Rabu, 12 Oktober 2011

Qualcomm Acquires Gesture Technology Assets

High-end mobile chipmaker Qualcomm has acquired unspecified assets from gesture recognition manufacturer GestureTek, one of the earliest manufacturers of gesture-recognition technology found in TV screens and video game consoles.

The acquisition gives Qualcomm ownership over intellectual property and engineering resources related to gesture recognition.

"Our acquisition of key technology and assets from GestureTek will strengthen Qualcomm's smartphone product portfolio and enable our customers to launch products with new and compelling user experiences," said Steve Mollenkopf, executive vice president and group president, Qualcomm, in a statement.

GestureTek, founded in 1996, holds a handful of major patents in video- and camera-enabled gesture-recognition technology. Companies like Microsoft Xbox 360, NTT Docomo phones, and Sony EyeToy pay licensing fees to use GestureTek's patents. The company also produces multi-touch products that allow multiple users to interact with a surface. Such interactive tabletop displays are often found in museums or tech stores.

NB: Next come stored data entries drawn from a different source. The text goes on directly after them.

Issue #1983, opened 2022-07-02
Regression using mutable default values in arguments.


coady:
## Describe the Bug
Prior to v0.115
```python
@strawberry.input
class Options:
    flag: str = ''


@strawberry.type
class Query:
    @strawberry.field
    def field(self, x: list[str] = [], y: Options = {}) -> str:
        return f'{x} {y}'
```
would correctly resolve to
```graphql
type Query {
  field(x: [String!]! = [], y: Options! = {}): String!
}
```
As of v0.115 it raises
```python
  File "lib/python3.10/site-packages/strawberry/types/fields/resolver.py", line 87, in find
    resolver._resolved_annotations[parameter] = resolved_annotation
  File "/lib/python3.10/inspect.py", line 2740, in __hash__
    return hash((self.name, self.kind, self.annotation, self.default))
TypeError: unhashable type: 'list'

```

It is unclear whether or not Qualcomm now owns these licenses, but in its statement the San Diego-based company said the deal does not include GestureTek's interactive display business.

Qualcomm makes a line of mobile processors called Snapdragon based on Intel's ARM architecture, and was the first to break the 1-GHz barrier. It faces stiffening competition from other high-end chipmakers like Nvidia, Texas Instruments, and Samsung.

Most recently its Snapdragon chips were found in the HTC Evo 3D launched last month.

Last November, it announced the latest version of Snapdragon, called MSM8960, which combines a a 1.2-GHz, dual-core processor with LTE, CDMA, and UMTS radios, allowing smartphones to work seamlessly across 3G and 4G networks. The first smartphones to include these chipsets are slated to launch by the end of the year.

At Mobile World Congress in February, Qualcomm announced a new generation of Snapdragon chips, based on a new processor called "Krait" that scales up to 2.5 GHz. Krait is a Qualcomm-designed processor that is compatible with, but different from the ARM Cortex-A9s used in Nvidia's Tegra 2 and TI's OMAP4.